** Assignment **
Give again, word for word, each line below starting at the one that contains "please also see" and ending at the one that contains "PR #2664, opened 2022-10-11".

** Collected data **
PR #2653, opened 2022-09-21
draft: ath79-generic: add support for TP-Link EAP225-Outdoor v3

yksflip:
This backports the TP-Link EAP225-Outdoor v3. Does it need to be tested again (merged to next in #2643)? If anyone is faster than me, feel free to help out!

  - [ ] Web interface
  - [ ] TFTP
  - [ ] Other: <specify>
- Wired network
- LED mapping
  - Power/system LED
  - Radio LEDs
    - [ ] Should show activity
  - Switch port LEDs
- Outdoor devices only:

Signed-off-by: Philipp Rothmann <philipprothmann@posteo.de>

### DIFF
--- a/docs/user/supported_devices.rst
+++ b/docs/user/supported_devices.rst
@@ -104,7 +104,7 @@ ath79-generic
   - CPE510 (v2.0)
   - CPE510 (v3.0)
   - CPE710 (v1.0)
-  - EAP225-Outdoor (v1)
+  - EAP225-Outdoor (v1, v3)
   - RE450 (v1)
   - TL-WDR3500 (v1)
   - TL-WDR3600 (v1)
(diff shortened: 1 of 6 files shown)


herbetom:
As far as i remember the device support commits for the v3 weren't the only ones needed for supporting the v3 and there was a reason why the v3 wasn't alreafy backported to openwrt-22.03.

I think it had something to do with bumping the [firmware-utils in OpenWrt](https://github.com/openwrt/openwrt/blob/openwrt-22.03/tools/firmware-utils/Makefile) which would also affect other devices etc.

Sorry that I do not have better news. I had looked this up at some point but then discarded the idea of getting support in 22.03.

What would be required to get support for the eap225-outdoor v3 is in my eyes:
- create a backport PR for OpenWrt which includes everything to get it working
- once/if that is merged, check if everything in Gluon works and fill out the checklist
- update this PR. It should point to master, not v2022.1.x, and if it's merged you can request a backport to v2022.1.x

ambassador86:
I also took a look into the changes needed to get this device working in openwrt 22.03 and came to the same conclousion as @herbetom.

rotanid:
please also see the rules for device integration: https://github.com/freifunk-gluon/gluon/wiki/Device-Integration

blocktrron:
No activity and targets the wrong branch (Device support has to first land in master). Feel free to reopen with a tested PR targeting the master branch.

PR #2664, opened 2022-10-11
ath79-generic: Fix autoupdater for Loco M XW from v2021.1.x to v2022.1.x

### LINKED ISSUE #2663: v2022.1: Autoupdater from old release does not work for Loco M XW
We are currently rolling out our first release based on v2022.1, and I noticed that Loco M XW is not updated, although a firmware image for the device exists. Reason seems to be a rename without proper alias in v2022.1:

In v2021.1.x, targets/ar71xx-generic:
```
device('ubiquiti-loco-m-xw', 'ubnt-loco-m-xw', {
	aliases = {
		'ubiquiti-nanostation-loco-m2-xw',
		'ubiquiti-nanostation-loco-m5-xw',
		-- 'ubiquiti-nanobeam-m5', -- untested
	},
})
```

In v2022.1.x, targets/ath79-generic
```
device('ubiquiti-nanostation-loco-m-xw', 'ubnt_nanostation-loco-m-xw', {
	manifest_aliases = {
		'ubiquiti-nanostation-loco-m2-xw', -- upgrade from OpenWrt 19.07
		'ubiquiti-nanostation-loco-m5-xw', -- upgrade from OpenWrt 19.07
	},
})
```

As far I understand the old name from v2021.1.x must be included as an alias that the firmware can be found by the autoupdater, like this:
```
device('ubiquiti-nanostation-loco-m-xw', 'ubnt_nanostation-loco-m-xw', {
	manifest_aliases = {
		'ubiquiti-loco-m-xw', -- upgrade from OpenWrt 19.07
		'ubiquiti-nanostation-loco-m2-xw', -- firmware selector
		'ubiquiti-nanostation-loco-m5-xw', -- firmware selector
	},
})
```

goligo:
Ubiquiti Nanostation Loco M XW was renamed in v2022.1.x, but the alias to the old name was missing, so devices running the old release did not update.

Fixes #2663

### DIFF
--- a/targets/ath79-generic
+++ b/targets/ath79-generic
@@ -511,6 +511,7 @@ device('tp-link-wbs510-v1', 'tplink_wbs510-v1', {
 
 device('ubiquiti-nanostation-loco-m-xw', 'ubnt_nanostation-loco-m-xw', {
 	manifest_aliases = {
+		'ubiquiti-loco-m-xw', -- upgrade from OpenWrt 19.07
 		'ubiquiti-nanostation-loco-m2-xw', -- upgrade from OpenWrt 19.07
 		'ubiquiti-nanostation-loco-m5-xw', -- upgrade from OpenWrt 19.07
 	},


herbetom:
I think convention would be to prefix your commit message with `ath79-generic: ` like you did in the title.

rotanid:
i doesn't look right to me to have *three* aliases to update from OpenWrt 19.07
my guess(!) is, that some of them are not necessary.

goligo:
As I understand, the two more explicit ones have been introduced for the firmware selector.

herbetom:
As discussed at the meetup the alias are only for the manifest and not symlinks for the firmware selector.
Instead it seems to be so that there were in the past two diffrent firmwares which ran on those devices and it's possible that devices will have two diffrent identifiers depending on which firmware was originally used.

PR #2671, opened 2022-10-14
mpc85xx-p1010: re-enable TP-Link WDR4900

### LINKED ISSUE #2491: TP-Link WDR4900 does not boot with OpenWrt 22.03
The TP-Link WDR4900 does not boot with a 22.03 based Gluon due to the the kernel exceeding the max bootable size.

@NeoRaider is working on a SPI loader to allow larger kernels to boot. This issue is for tracking said process after the merge of #2426

blocktrron:
Upstream added a standalone SPI kernel-loader which fixes the unbootable
image for the WDR4900. Thus, we can re-introduce this device to Gluon.

closes #2491


herbetom:
closes #2491

(Won't work this way, should be added to the initial comment.)

PR #2681, opened 2022-10-18
ipq40xx-generic: add AVM FRITZBox 7520 explicitely

grische:
AVM Fritz!Box 7520 and Fritz!Box 7530 use the same hardware platform and can only be distinguished by using the urlader partition or the fritz-tffs tools and read the ProductID (Fritz_Box_HW247).

### DIFF
--- a/docs/user/supported_devices.rst
+++ b/docs/user/supported_devices.rst
@@ -180,6 +180,7 @@ ipq40xx-generic
 * AVM
 
   - FRITZ!Box 4040 [#avmflash]_
+  - FRITZ!Box 7520 (v1) [#eva_ramboot]_
   - FRITZ!Box 7530 [#eva_ramboot]_
   - FRITZ!Repeater 1200 [#eva_ramboot]_
 
--- a/targets/ipq40xx-generic
+++ b/targets/ipq40xx-generic
@@ -36,6 +36,7 @@ device('avm-fritz-box-4040', 'avm_fritzbox-4040', {
 
 device('avm-fritz-box-7530', 'avm_fritzbox-7530', {
 	factory = false,
+	aliases = {'avm-fritz-box-7520'},
 })
 
 device('avm-fritz-repeater-1200', 'avm_fritzrepeater-1200', {


blocktrron:
Add the device to the docs. Have you checked if it also works with the v2 version of the 7520? Otherwise we should clarify this in the docs.

grische:
@blocktrron Added to [docs/user/supported_devices.rst](https://github.com/freifunk-gluon/gluon/compare/bf94e85f056ee6bd30e3e85f94b693d9c0201e0c..053ac0d1f246428c3176f924ffa65b4c6e501cc6#diff-569125591014883ee4f7ab0a04f63c29743d7eacdabf8cf031c4d9e73bf03e3d).

> Have you checked if it also works with the v2 version of the 7520? Otherwise we should clarify this in the docs.

I do not have access to a 7520v2, but it should be compatible with Gluon as Gluon does not use the VDSL modem:

> The 7520v2 is based on the same quad core [Dakota](https://boxmatrix.info/wiki/Property:Dakota) as the [7520v1](https://boxmatrix.info/wiki/7520v1), so it shares the same [WLAN](https://boxmatrix.info/w/index.php?title=WLAN&action=edit&redlink=1), networking and [USB](https://boxmatrix.info/w/index.php?title=USB&action=edit&redlink=1) capabilities, but this is the first box using a [Realtek](https://boxmatrix.info/w/index.php?title=Realtek&action=edit&redlink=1) [RTL86](https://boxmatrix.info/wiki/Property:RTL86) [VDSL](https://boxmatrix.info/w/index.php?title=VDSL&action=edit&redlink=1) modem frontend.

Src: https://boxmatrix.info/wiki/FRITZ!Box_7520_v2

blocktrron:
@grische I suspect they've had to do at least some modifications to the base board, which in turn might have changed the GPIO assignment in a way that is incopatbile with the v1. In case you did not verify with one or diffed the vendor DTS, i would refrain from assuming implicit compatibility.

grische:
>  In case you did not verify with one or diffed the vendor DTS, i would refrain from assuming implicit compatibility.

I did not mean to say that I think it is compatible.

@blocktrron Are there any blockers from getting this PR approved and merged?

docs/user/supported_devices.rst
```diff
@@ -180,6 +180,7 @@ ipq40xx-generic
 * AVM
 
   - FRITZ!Box 4040 [#avmflash]_
+  - FRITZ!Box 7520 [#eva_ramboot]_
```
blocktrron, line 183: See my first Comment in this PR - add a `v1 / VRX518` suffix here.

grische: added

Issue #2672, opened 2022-10-14
bridge MLD wakeup call feature missing from stable branch


rotanid:
the "bridge MLD wakeup call feature" which was introduced by @T-X with PR #2076 and commit b2add48d2a7fa86c05eff3a2e6935168d60b2bf8 was removed when switching the OpenWrt Base to 21.02 in commit aab2b914b8687fa91849998e27ed6b9cf27688db .
It was reintroduced in Gluon's master branch with #2365 commit 0530b06557ca2a7141e76d9f3c490f97383ae83c
Therefore, this feature was part of a Gluon stable release but is not part of the current stable release branch 2022.2.x as of now, which we also state in the "known issues" part of the release notes.
I suggest we backport it to fix this regression.

blocktrron:
It was removed because the patch did not apply and was not re-applied to v2022.1 because it was not applied to master back when we prepared the release.

rotanid:
> It was removed because the patch did not apply and was not re-applied to v2022.1 because it was not applied to master back when we prepared the release.

sure, i rephrased my issue to better suit the circumstances.

rotanid:
#2685

rotanid:
fixed by #2685 with next minor release

PR #2682, opened 2022-10-18
docs: update v2022.1.x release notes known issues section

** Response for this exercise **
please also see the rules for device integration: https://github.com/freifunk-gluon/gluon/wiki/Device-Integration

blocktrron:
No activity and targets the wrong branch (Device support has to first land in master). Feel free to reopen with a tested PR targeting the master branch.

PR #2664, opened 2022-10-11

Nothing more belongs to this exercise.